START Supplied data

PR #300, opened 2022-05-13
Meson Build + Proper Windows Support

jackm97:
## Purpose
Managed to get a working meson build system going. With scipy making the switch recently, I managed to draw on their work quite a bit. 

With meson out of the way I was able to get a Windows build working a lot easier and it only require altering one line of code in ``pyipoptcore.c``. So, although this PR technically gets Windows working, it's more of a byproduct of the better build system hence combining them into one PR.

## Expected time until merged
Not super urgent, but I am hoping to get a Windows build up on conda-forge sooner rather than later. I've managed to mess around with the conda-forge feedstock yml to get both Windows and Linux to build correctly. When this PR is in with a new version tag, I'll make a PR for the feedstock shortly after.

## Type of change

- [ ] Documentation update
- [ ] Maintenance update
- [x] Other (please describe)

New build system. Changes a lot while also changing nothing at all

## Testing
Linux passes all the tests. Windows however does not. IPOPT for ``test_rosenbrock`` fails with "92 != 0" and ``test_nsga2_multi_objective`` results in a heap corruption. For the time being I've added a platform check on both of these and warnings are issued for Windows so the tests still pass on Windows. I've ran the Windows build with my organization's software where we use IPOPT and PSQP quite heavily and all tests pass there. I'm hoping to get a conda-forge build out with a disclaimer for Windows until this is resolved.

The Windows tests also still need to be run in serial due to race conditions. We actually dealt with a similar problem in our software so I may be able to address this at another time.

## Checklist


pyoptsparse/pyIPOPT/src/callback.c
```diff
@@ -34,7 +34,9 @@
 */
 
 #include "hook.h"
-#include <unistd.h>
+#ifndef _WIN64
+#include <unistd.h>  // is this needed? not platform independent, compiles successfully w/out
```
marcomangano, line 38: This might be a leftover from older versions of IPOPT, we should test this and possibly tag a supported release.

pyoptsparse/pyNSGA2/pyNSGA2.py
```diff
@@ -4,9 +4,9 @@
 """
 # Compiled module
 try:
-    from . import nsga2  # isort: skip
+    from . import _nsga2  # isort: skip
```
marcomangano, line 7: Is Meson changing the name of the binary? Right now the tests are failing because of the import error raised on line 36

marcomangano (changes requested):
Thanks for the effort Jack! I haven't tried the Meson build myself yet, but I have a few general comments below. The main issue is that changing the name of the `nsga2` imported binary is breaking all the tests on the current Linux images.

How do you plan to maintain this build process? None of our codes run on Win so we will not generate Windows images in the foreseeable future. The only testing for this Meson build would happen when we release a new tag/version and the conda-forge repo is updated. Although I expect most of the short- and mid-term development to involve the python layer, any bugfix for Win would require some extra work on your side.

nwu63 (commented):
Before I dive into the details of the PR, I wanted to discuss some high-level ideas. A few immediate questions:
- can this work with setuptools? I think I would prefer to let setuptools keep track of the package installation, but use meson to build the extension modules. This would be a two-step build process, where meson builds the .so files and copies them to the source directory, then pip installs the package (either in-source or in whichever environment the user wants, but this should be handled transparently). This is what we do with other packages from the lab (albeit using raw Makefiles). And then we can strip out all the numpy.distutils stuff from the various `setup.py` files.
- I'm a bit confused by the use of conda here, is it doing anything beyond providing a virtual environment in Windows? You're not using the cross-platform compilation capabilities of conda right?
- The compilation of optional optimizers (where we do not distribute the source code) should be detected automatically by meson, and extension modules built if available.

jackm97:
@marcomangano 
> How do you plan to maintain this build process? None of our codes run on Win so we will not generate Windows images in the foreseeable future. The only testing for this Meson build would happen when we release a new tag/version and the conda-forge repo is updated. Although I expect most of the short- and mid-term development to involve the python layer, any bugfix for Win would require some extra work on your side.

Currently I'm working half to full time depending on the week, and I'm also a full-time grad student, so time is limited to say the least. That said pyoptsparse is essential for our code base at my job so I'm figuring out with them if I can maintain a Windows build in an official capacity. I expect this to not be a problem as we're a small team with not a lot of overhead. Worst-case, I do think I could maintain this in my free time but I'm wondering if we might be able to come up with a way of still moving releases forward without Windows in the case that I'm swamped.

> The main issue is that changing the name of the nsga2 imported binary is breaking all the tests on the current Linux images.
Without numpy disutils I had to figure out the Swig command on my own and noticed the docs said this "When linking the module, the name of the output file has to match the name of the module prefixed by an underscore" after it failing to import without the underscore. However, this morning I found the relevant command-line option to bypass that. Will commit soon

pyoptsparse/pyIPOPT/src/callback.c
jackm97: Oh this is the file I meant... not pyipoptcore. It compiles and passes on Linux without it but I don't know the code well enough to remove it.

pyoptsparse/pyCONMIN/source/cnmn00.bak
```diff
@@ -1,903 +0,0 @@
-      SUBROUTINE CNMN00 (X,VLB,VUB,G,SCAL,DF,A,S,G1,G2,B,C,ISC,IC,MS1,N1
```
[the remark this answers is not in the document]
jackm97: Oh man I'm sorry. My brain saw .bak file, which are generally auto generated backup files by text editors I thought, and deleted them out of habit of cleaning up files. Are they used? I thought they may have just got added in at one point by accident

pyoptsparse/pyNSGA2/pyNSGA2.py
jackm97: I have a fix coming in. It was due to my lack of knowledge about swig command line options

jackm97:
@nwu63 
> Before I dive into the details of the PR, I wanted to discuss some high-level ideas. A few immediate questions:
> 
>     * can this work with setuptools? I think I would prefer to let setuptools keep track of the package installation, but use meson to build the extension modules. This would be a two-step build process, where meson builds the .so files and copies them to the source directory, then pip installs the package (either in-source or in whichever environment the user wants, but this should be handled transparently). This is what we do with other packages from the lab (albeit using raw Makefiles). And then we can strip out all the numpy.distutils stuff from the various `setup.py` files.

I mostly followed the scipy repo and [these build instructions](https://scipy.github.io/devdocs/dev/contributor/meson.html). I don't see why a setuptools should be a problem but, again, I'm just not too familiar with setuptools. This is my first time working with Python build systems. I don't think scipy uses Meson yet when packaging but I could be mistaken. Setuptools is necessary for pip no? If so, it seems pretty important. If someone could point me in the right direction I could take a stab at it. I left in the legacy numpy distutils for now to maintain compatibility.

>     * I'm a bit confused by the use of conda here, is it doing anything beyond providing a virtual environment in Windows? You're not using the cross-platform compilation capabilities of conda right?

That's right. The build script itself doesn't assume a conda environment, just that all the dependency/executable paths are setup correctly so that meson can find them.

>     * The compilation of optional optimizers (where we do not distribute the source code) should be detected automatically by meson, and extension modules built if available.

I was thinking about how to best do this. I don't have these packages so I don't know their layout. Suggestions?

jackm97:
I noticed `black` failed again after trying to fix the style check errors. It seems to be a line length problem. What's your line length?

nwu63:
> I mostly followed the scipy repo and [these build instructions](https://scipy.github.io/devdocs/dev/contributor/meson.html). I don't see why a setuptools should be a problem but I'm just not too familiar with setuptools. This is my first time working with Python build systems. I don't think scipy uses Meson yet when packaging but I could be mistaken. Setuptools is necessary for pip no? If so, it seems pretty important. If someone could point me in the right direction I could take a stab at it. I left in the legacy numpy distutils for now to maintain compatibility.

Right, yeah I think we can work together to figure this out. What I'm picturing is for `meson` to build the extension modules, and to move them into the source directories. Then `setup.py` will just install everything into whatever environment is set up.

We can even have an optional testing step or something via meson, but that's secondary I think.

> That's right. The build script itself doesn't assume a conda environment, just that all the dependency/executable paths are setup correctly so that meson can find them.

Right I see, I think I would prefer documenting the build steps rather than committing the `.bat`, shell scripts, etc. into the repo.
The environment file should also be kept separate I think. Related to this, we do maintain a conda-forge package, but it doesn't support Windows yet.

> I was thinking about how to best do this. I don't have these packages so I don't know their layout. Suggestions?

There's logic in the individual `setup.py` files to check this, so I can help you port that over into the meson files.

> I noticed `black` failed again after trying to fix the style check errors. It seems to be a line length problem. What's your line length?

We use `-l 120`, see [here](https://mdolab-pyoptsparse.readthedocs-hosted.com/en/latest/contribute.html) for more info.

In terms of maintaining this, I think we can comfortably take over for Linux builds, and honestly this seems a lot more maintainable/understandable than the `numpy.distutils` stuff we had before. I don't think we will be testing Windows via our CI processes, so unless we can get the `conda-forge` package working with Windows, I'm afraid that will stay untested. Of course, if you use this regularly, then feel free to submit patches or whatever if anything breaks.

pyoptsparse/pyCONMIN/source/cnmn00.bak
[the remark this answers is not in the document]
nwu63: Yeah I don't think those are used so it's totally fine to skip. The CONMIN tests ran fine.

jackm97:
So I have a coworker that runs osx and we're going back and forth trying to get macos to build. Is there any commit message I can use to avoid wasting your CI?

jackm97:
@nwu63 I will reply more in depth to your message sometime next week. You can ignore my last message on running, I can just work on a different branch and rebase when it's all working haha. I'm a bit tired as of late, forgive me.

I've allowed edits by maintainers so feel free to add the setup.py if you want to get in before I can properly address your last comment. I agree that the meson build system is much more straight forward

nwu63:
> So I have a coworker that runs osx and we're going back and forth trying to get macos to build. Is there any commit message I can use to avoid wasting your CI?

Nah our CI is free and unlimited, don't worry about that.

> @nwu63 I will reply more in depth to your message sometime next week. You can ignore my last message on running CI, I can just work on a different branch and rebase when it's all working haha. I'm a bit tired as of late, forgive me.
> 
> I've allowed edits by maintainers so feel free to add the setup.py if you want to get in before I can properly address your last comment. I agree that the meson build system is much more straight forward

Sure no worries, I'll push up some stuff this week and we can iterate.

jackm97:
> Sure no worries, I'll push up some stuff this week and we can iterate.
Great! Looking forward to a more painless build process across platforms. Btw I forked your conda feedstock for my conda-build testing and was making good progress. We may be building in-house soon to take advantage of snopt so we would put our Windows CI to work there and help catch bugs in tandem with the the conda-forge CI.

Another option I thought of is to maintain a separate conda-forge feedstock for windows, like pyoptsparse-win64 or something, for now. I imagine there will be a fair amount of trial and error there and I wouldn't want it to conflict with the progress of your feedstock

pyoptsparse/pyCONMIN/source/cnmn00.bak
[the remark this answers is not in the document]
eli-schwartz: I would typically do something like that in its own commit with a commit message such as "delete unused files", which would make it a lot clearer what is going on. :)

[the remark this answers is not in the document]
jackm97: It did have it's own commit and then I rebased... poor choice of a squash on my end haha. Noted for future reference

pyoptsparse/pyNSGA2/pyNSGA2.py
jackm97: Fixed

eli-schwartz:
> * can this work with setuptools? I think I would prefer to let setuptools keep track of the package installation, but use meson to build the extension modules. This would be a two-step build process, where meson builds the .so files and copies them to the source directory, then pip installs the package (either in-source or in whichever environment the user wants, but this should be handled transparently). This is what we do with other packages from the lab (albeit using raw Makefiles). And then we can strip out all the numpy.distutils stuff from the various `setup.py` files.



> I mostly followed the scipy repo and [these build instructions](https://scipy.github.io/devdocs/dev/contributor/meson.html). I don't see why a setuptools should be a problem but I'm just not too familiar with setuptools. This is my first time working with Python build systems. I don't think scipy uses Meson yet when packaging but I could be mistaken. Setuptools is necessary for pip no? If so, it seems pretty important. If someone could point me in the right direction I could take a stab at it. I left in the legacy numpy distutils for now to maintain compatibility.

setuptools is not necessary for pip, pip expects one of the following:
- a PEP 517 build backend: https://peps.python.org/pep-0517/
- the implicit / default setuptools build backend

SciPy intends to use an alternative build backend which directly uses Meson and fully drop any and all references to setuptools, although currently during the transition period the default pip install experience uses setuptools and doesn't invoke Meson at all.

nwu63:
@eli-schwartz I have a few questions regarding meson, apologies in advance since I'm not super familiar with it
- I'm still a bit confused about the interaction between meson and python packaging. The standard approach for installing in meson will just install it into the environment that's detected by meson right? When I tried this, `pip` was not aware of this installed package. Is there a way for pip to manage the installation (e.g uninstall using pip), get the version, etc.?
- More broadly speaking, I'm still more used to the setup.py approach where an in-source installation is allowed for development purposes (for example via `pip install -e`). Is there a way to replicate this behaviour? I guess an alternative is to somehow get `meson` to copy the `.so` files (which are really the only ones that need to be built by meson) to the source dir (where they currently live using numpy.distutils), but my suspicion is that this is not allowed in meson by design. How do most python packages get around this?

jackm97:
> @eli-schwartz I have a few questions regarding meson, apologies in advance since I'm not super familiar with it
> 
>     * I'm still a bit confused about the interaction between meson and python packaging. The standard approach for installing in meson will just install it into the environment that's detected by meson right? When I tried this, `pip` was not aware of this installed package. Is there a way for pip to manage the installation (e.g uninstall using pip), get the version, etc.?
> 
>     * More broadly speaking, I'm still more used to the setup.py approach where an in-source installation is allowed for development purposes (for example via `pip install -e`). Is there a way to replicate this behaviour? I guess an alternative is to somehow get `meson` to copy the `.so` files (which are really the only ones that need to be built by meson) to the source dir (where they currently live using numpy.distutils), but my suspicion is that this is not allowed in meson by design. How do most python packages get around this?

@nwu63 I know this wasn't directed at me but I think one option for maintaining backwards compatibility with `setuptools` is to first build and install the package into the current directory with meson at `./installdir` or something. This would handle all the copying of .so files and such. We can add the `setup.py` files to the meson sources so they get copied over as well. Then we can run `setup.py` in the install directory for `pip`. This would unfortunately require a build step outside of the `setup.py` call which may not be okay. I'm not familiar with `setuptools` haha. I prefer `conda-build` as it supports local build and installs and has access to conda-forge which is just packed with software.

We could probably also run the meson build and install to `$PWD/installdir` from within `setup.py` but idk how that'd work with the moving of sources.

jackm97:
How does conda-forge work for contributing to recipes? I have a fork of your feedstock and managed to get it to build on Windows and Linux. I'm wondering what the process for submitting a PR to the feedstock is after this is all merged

END Supplied data

# Your instructions
Give back exactly the lines from the first line of the records through the line holding "## Expected time until merged", including both of those lines and leaving out all others.

# Written answer
PR #300, opened 2022-05-13
Meson Build + Proper Windows Support

jackm97:
## Purpose
Managed to get a working meson build system going. With scipy making the switch recently, I managed to draw on their work quite a bit. 

With meson out of the way I was able to get a Windows build working a lot easier and it only require altering one line of code in ``pyipoptcore.c``. So, although this PR technically gets Windows working, it's more of a byproduct of the better build system hence combining them into one PR.

## Expected time until merged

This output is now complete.